Recent environmental cases in Australia

Two recent cases involving environmental actions provide some guidance on how the law and Ministerial decision making can apply.    

Living Wonders Case

Recently two judicial review proceedings were dismissed by the Federal Court. The case was brought by Environmental Justice Australia and has been called the Living Wonders case. The case sought to challenge the Federal Environment Minister’s failure to adequately consider climate change risk when assessing two coal mine expansions under s78 of the Environmental Protection and Biodiversity Conservation Act 1999.  
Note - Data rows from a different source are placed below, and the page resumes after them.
PR #286, opened 2026-08-28
feat(web): add MCP server management panel

Calmingstorm:
## P5 — WebUI MCP management panel

Final implementation phase of the MCP wiring campaign. Base: `feat/mcp-wiring`.

### Surface

- Adds **Manage → Capabilities → MCP Servers**, with a stable `/mcp` deep link and command-palette discovery through the shared tab registry.
- Global master switch and aggregate configured/enabled/connected/published status.
- Runtime server cards with textual + visual `Disabled / Connecting / Connected / Stale / Error / Blocked` states, transport, era/version, discovery/publication counts, last successful refresh age, sanitized errors, blocked reason, and bounded stdio stderr.
- Expandable, searchable per-server tool inventory with original and provider-safe published names, description, publication truth, and exclusion reason.
- Distinct **Refresh tools** and **Reconnect** operations.

### Add/Edit contract

Four grouped sections: Identity, Transport, Authentication, and Limits.

- Transport-aware stdio/Streamable HTTP fields, including cwd.
- Existing header/env values remain write-only; only key names are rendered.
- Secret rotation/removal uses P4's `headers_set` / `headers_remove` and `env_set` / `env_remove` operations.
- Edit payloads do not invent command, args, cwd, URL, timeout, or allowlist values that P4 does not return; explicit replacement controls own destructive clearing.
- Remove, global disable, and command/transport/endpoint-changing edits require confirmation.
- Config Center retains an MCP read-only summary and links to the sole editor.

### Documentation and distribution

- Expands the commented config template with both transports, all public schema fields, and `${ENV}` credential examples.
- Documents the honest dual-era/core-tools scope, supported revisions, publication/blocked behavior, authentication limitations, write-only secrets, and reconnect-vs-refresh semantics.
- Rebuilt and committed `ui/dist`.

### Validation

- `npm run check` — pass, including new load-bearing `check:mcp-webui`
- `git diff --exit-code ui/dist` — clean after rebuild
- Full pytest — **9,833 passed / 6 skipped**
- Ruff — clean
- mypy — clean across **257 source files**
- Apply registry — **35 sections / 267 leaves / findings=0**
- `git diff --check` — clean
- Desktop preview inspected at 1440×1400 with connected, stale/error, and blocked server states

No master merge, deploy, service restart, pipeline, or `/opt/odin` change performed.

PR #288, opened 2026-08-28
feat: MCP server management — WebUI-configurable servers with first-class tool publication

Calmingstorm:
Integration merge of the MCP wiring campaign: MCP servers are now added and managed entirely through the WebUI, speak the standard protocol across both spec generations, and publish their tools as first-class entries in the tool catalog — visible in chat, agents, loops, background tasks, and schedules, with full audit provenance.

## What ships
- **Dual-era client** (`src/tools/mcp/`): modern 2026-07-28 (stateless, server/discover, per-request metadata headers, resultType, x-mcp-header param mirroring) and legacy 2024-11-05…2025-11-25 (initialize handshake, optional sessions, MCP-Protocol-Version header, 2025-03-26 receive-side batches). Era detected per server by probe evidence; SSE-shaped and JSON-shaped direct replies both collected at every site; typed ok/failed/uncertain outcomes with uncertain-never-replayed semantics.
- **Always-on control plane**: MCPManager constructed unconditionally, started from setup_hook without blocking the gateway; lifecycle lock, config-generation fencing, retire-by-identity; `check_mcp` health component; reconnect with backoff; stale/blocked/error states are honest and sanitized.
- **Catalog + dispatch**: published names `mcp_<server>_<tool>` merged into the cached catalog (builtins/skills win collisions), re-pulled at every assembled request; shared dispatch seam for chat/loop/background; audit metadata carries server, original tool, config generation, negotiated version, and outcome; deep-scrub of arguments; NonRetryableScheduleError for uncertain scheduled effects.
- **Management surface**: 9 REST routes; validate → per-leaf persist (placeholder-preserving, DELETE_CONFIG_PATH sentinel) → atomic adopt+unpublish inside config_transaction → transport work outside; key-names-only secrets with headers_set/env_set patch ops and redaction-mask rejection; operator text scrubbed everywhere including stderr.
- **WebUI panel** (Capabilities → MCP Servers): add/edit/remove with grouped modal, global publication switch, per-server states with counts and last-error, tools expander, Reconnect vs Refresh-tools, vault-style write-only secrets UI.
- Legacy `mcp_client.py` and its suite retired; survivors migrated. New runtime dep `jsonschema>=4.23`.

## Soak evidence (live install, campaign branch)
Nine servers concurrently across the full matrix — remote legacy HTTP (DeepWiki, SSE-shaped replies), legacy stdio (official everything-server via npx, 13 tools), modern stdio, three modern HTTP including Context7, sessionful legacy HTTP (session state held across calls; server bounced mid-connection → transparent re-initialize + fresh session), over-limit server correctly Blocked at 45>40 then narrowed via allowlist to exactly 5, and a dead pair in honest error states. 15+ tool calls all ok with exact audit provenance; spawned-process environment verified clean (allowlist only); authenticated remote (Hugging Face, bearer header) proven end-to-end with a zero-hit leak sweep across journal, API responses, and the data tree. Config round-tripped byte-identical after add/edit/delete cycles.

## Review history
Five phase PRs (#282–#286) + soak-fix PR (#287), every one adversarially reviewed with role swaps and mutation-verified pins; suite ~9,800+; coverage gate findings=0; parity 195; apply-registry classified.


Calmingstorm (commented):
Integration review at exact head `1b864064c09c9407acec829dbc622bd43489a111` against `master@2703fcc6d8e1d320b713c6cff3476b2a61c7bead`: **changes requested; holding LGTM.**

I found seven blocking integration defects:

1. **The generic Config API bypasses MCP's transactional owner and leaves durable/runtime state split** (`src/web/api/config_admin.py:375-452`). `PUT /api/config` accepts `mcp`, persists it, and replaces `bot.config`, but never stages/reconciles `mcp_manager`. Reproduced with `{"mcp":{"enabled":false}}`: HTTP 200, disk and `bot.config` false, while `manager.global_enabled` stayed true and `mcp_fake_echo` remained published. Reject MCP mutations on this generic route (the Config page is deliberately read-only) or route them through the same MCP transaction; pin disk + `bot.config` + manager + catalog agreement.

2. **Shutdown begins without synchronously revoking publication** (`src/tools/mcp/manager.py:718-759,1222-1249`). Publication is cleared only after `_shutdown_serialized()` acquires `_lifecycle_lock`, and `execute()` checks neither `_closed` nor `_stopping`. Reproduced by parking that lock, starting shutdown, then calling a previously published echo tool: `_closed=True`, `_stopping=True`, tool still published, call returned `ok`. Fence/unpublish before the first await (and defensively reject execution while terminal), with the parked-transition pin.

The Minister received 19 requests to reconsider the first stage assessment of coal gas proposals under the Act for climate and environmental reasons. This was accompanied by a long list of scientific evidence on both the direct and indirect impacts of climate change on Matters of National and Environmental Significance. The Minister did reconsider the requests and opened them to public comment and submissions. Following this review the Minister approved three of the projects on the basis that the climate harms posed by those mines did not change her risk assessment under the Act. This decision was then challenged in the Federal Court with Environmental Justice Australia claiming the Minister didn’t consider the climate and environmental risk of the mines. 

While the Minister didn’t dispute that the extraction and burning of coal have contributed to climate change, they argued that it was legally within her powers to make this decision. 

In his ruling, McElwaine J ruled that the Minister lawfully weighed and assessed the evidence of the impacts of coal and gas projects on climate change but didn’t have to take it into account when assessing the risks of the proposed mines. Essentially, this means that the Minister for Environment doesn’t need to consider climate change when assessing new coal and gas projects. While McElwaine J did acknowledge the public interest, he said it was only up to the Court to interpret the law rather than consider the merits of the Minister’s decision. 

This case leaves open the possibility of further new mines being approved despite the risk of climate change, however the government has indicated that they may seek to amend the Act in the future. 

Vista case

Under the Victorian Environment Protection Act 2017 there is a General Environmental Duty (GED) that requires a person engaging in an activity that may give rise to risks of harm to human health or the environment from pollution or waste to minimise those risks so far as reasonably practicable. The GED was the subject of the recent case between Vista Estate Pty Ltd (Vista) and the Environmental Protection Authority (EPA). 

The EPA argued that Vista had breached its GED as well as specific environmental duties under s25 of the Act. Vista sought to strike out some of the Statement of Claim on the basis that the EPA hadn’t specifically addressed the matters set out under s6(2) of the Act including:

  • The likelihood of those risks eventuating
  • The degree of harm that would result if those risks eventuated
  • What the person concerned knows, or ought reasonably to know, about the harm or risks of harm and any ways of eliminating or reducing those risks
  • The availability and suitability of ways to eliminate or reduce those risks 
  • The cost of eliminating or reducing those risks. 

However, the EPA argued that s6(2) was an explanatory function and didn’t need to be specifically addressed to prove a breach of the GED and the Supreme Court agreed. The Court also considered whether case law relating to occupational health and safety legislation applied to the Act and this was rejected. That case law required authorities to address specific details or requirements of duties that had been alleged to be in breach.  

The Supreme Court also differentiated between criminal liability under occupational health and safety legislation and civil declaratory relief and penalty under the Act, where the level of specificity required is governed by the Rules of the Court and civil pleading requirements. 

This case provides significant clarity on pleading and defending breaches of the Act and the GED more specifically.